En los años 20 por venir, los hijos del siglo se van a ir convirtiendo en padres, los padres en abuelos, los abuelos en recuerdo y un problema menos para el capitalismo. De todos modos, los lazos de familia siguen siendo férreos, digan lo que digan. Las brechas tecnológicas, que siempre dividieron generaciones, son cada vez mayores, y sin embargo, los que entran a la vejez también empiezan a manejar herramientas tecnológicas con la soltura que otorga el estar un poco de vuelta de todo. Ya no le tienen tanto miedo al papelón o a la falta de destreza tecno motriz. Mirtha confesó que se hizo adicta al wasap. Osvaldo Bayer contaba en una entrevista de 2013 que él manejaba muy bien la computadora a sus 86 años, y que cuando él era un joven periodista se burlaban de los mayores que no podían escribir a máquina con fluidez (perdón Osvaldo por esta mezcla irrespetuosa pero no carente de brío anárquico). Y ya que citamos, hace poco, en este espacio, el escritor Rodolfo Rabanal ensayó una hipótesis acerca de los paralelos entre dos vanguardias de aquí y ahora: los movimientos de mujeres y los chalecos amarillos de Francia. En estos años también les adolescentes son protagonistas intensos de la lucha de los pañuelos verdes. No hay que olvidarse que hace ya una década los estudiantes secundarios protagonizaron importantes jornadas contra la ola amarilla conservadora en la ciudad de Buenos Aires y defendiendo los colegios públicos. Esa lucha abona estas otras del aborto legal y seguro y contra la violencia de género.
Y en estas últimas jornadas de ruidazos y cacerolazos de los viernes –que la mayoría de la televisión ningunea olímpica y vergonzosamente cuando saben perfectamente que ahí se está cocinando algo importante– los mayores, jubilados de hace ya años, son protagonistas.

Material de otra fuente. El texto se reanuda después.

PR #3623, opened 2026-06-09
feat: acclimize→acclimate/acclimatize

hippietrail:
# Issues 
N/A

# Description

I heard a YouTube use the word "acclimize" and thought he must be mixing up "acclimate" and "acclimatize". Some Googling confirmed this.

`SpellCheck` does flag it and does suggest both correct words, but it seemed worth the trouble to have a specific linter anyway.

# How Has This Been Tested?

`cargo test`

# AI Disclosure

# Checklist

### DIFF
--- a/harper-core/default_config.json
+++ b/harper-core/default_config.json
@@ -5039,6 +5039,13 @@
 								"state": true,
 								"label": "Incident Report"
 							}
+						},
+						{
+							"Bool": {
+								"name": "Acclimize",
+								"state": true,
+								"label": "Acclimize"
+							}
 						}
 					]
 				}
--- a/harper-core/src/linting/acclimize.rs
+++ b/harper-core/src/linting/acclimize.rs
@@ -1,0 +1,174 @@
+use crate::{
+    Lint, Token,
+    expr::Expr,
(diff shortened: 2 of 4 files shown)


elijah-potter:
> SpellCheck does flag it and does suggest both correct words, but it seemed worth the trouble to have a specific linter anyway.

If spellcheck correctly flags it and provides reasonable suggestions, I think it might better to simply let it do its thing. I would, however, accept a test that made sure the spell check's behavior was maintained.

hippietrail:
> > SpellCheck does flag it and does suggest both correct words, but it seemed worth the trouble to have a specific linter anyway.
> 
> If spellcheck correctly flags it and provides reasonable suggestions, I think it might better to simply let it do its thing. I would, however, accept a test that made sure the spell check's behavior was maintained.

Indeed. I wondered about that quite a bit and then thought people who use it think it's a real word and are used to the tech being wrong "stupid computer is flagging perfectly normal word"...?

elijah-potter:
There's not much we can do about people thinking that, and I believe this to be a pretty insidious form of scope-creep. I think I am going to close this.

PR #3633, opened 2026-06-11
docs: add harper.js Chrome extension example

### LINKED ISSUE #3628: Docs: Add an intro for how to use `harper.js` inside a Chrome extension
I'm not a browser extension expert but I've stumbled through making a couple by following howtos or guidance of an AI.

But getting `harper.js` to work inside one seems to be next level complicated. I'm only using Google Search AI because I don't have tokens for a coding AI but every time it says we're done there's something wrong that's outside my areas of expertise.

Maybe it's obvious to a webdev or someone who's made lots of Chrome Extensions.

I was going to make a little tool similar to [harper-glasses](https://github.com/hippietrail/harper-glasses) but instead of linting the selected text, called the tokenization API and annotates the tokens in the selection with POS tags.

But a tiny example either as part of the Harper docs that just opened a popup/modal and displays the harper-core version it's built with would be nice and minimal perhaps.

I also find the [harper.js API Reference](https://writewithharper.com/docs/harperjs/ref/index.html) very opaque. It seems to list only objects and not functions. For instance how to I find the function to get the `harper-core` version? I'm sure it exists.

chatman-media:
Summary:
- document how to bundle harper.js in a Manifest V3 popup
- add the example to the harper.js README
- update the raw browser CDN imports to the current 2.4 dist entry points

Closes #3628

Checks:
- pnpm dlx @biomejs/biome@2.3.3 check packages/harper.js/README.md packages/harper.js/examples/raw-web/index.html packages/harper.js/examples/chrome-extension/README.md
- git diff --check

### DIFF
--- a/packages/harper.js/README.md
+++ b/packages/harper.js/README.md
@@ -5,4 +5,10 @@ Harper is a grammar checker designed to be easy to consume and integrate into yo
 
 [Read the documentation to learn more.](https://writewithharper.com/docs/harperjs/introduction)
 
+Examples:
+
+- [Node.js/CommonJS](./examples/commonjs-simple)
+- [Raw browser page](./examples/raw-web)
+- [Chrome extension popup](./examples/chrome-extension)
+
 Wondering how good our algorithm is? [Give it a whirl.](https://writewithharper.com)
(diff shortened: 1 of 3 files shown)


hippietrail:
Thanks for this! I'm about to check it out. Could you please use our GitHub PR template though as it includes fields regarding AI usage that we like to know.

elijah-potter:
This is definitely a bot.

PR #3653, opened 2026-06-13
feat: app picker bundle ID lookup

### LINKED ISSUE #3643: Programmatically find macOS bundle IDs so the user doesn't have to wrangle them manually in the Desktop UI
Image

Currently the user is prompted to `Use the app's macOS bundle identifier. Example: com.apple.TextEdit`

Typically Mac users are less technical than even Windows users, let alone Linux users.

A better interface would have a textbox which updates a list of matching apps by name at each edit

hippietrail:
# Issues 
Fixes #3643

# Description

Changes the `AppPickerModal` to allow the user to type the name of an app and find the bundle ID itself rather than expecting the user to find the bundle ID somehow.

My editor is letting me use the built-in coding AI for the first time in weeks.
I vibe-coded the original version in rawdog macOS API calls from Rust without using any objc crate or such.
I then took that code and vibe-coded a standalone Taui PoC app that populated a listview while the user enters app name.
Then today I showed the AI the files in Harper Desktop I thought were relevant, and the previous Tauri PoC and asked it to integrate them.

I asked it to use the objc2 crate or whatever Harper was already using for other macOS calls instead of rawdogging, but it failed to find the needed API `NSMetadataQuery` support via objc2 and decided to instead shell out to the macOS CLI tool `mdfind`.

I'll keep iterating on this but `NSMetadataQuery` requires a runloop, which the AI says will be a problem. It might be whining though since that didn't stop the previous Tauri PoC and was part of the reason I wanted to get it working in Tauri before trying to bring it into Harper.

# Demo
image

# How Has This Been Tested?

Manually.

# AI Disclosure

# Checklist

### DIFF
--- a/harper-desktop/src-tauri/src/commands.rs
+++ b/harper-desktop/src-tauri/src/commands.rs
@@ -3,7 +3,7 @@
 
 use crate::config::Config;
 use crate::highlighter_service::HighlighterService;
-use crate::os_broker::{AccessibilityPermissionStatus, OsBroker};
+use crate::os_broker::{AccessibilityPermissionStatus, AppSearchResult, OsBroker};
 use crate::{IntegrationView, accessibility_allows_highlighter_start, platform_broker};
 use harper_core::{
     Dialect, DictWordMetadata, IgnoredLints,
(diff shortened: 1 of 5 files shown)


elijah-potter (approved):
This looks excellent! I had a run at it myself last week, but I like your work better.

No son, seguramente, los mismos de los bizarros cacerolazos cívicos de antes, pero también muchos de ellos se enteran y se convocan por redes. Hay que escuchar. Una señora de 80 años contaba el pasado viernes que le habían sacado la reparación histórica. Ya no se la pagan. Y un hijo suyo, que trabajaba en el Ministerio de Defensa, se quedó sin trabajo. Otro hombre, jubilado más joven, contó que acaba de ganar un juicio. No sólo no se lo pagan hasta dentro de dos o tres meses sino que por las dudas, le dejaron de pagar la jubilación (la mínima) porque tienen que hacerle algunos ajustes. Otra vez los mayores, los viejos, salen de sus departamentitos y casitas de Caballito, Belgrano, Palermo o Villa Crespo, y dicen, muchos de ellos dicen, que el presidente al que votaron simplemente se tiene que ir. En los barrios de la provincia de Buenos Aires la protesta es más heterogénea generacionalmente hablando y adopta una modalidad quizás nueva, llamativa: largas colas de gente caminando, familias, los perros, la bicicleta. Clima de estar en verano haciendo algo, algo que quizás tendríamos que haber empezado a hacer mucho antes.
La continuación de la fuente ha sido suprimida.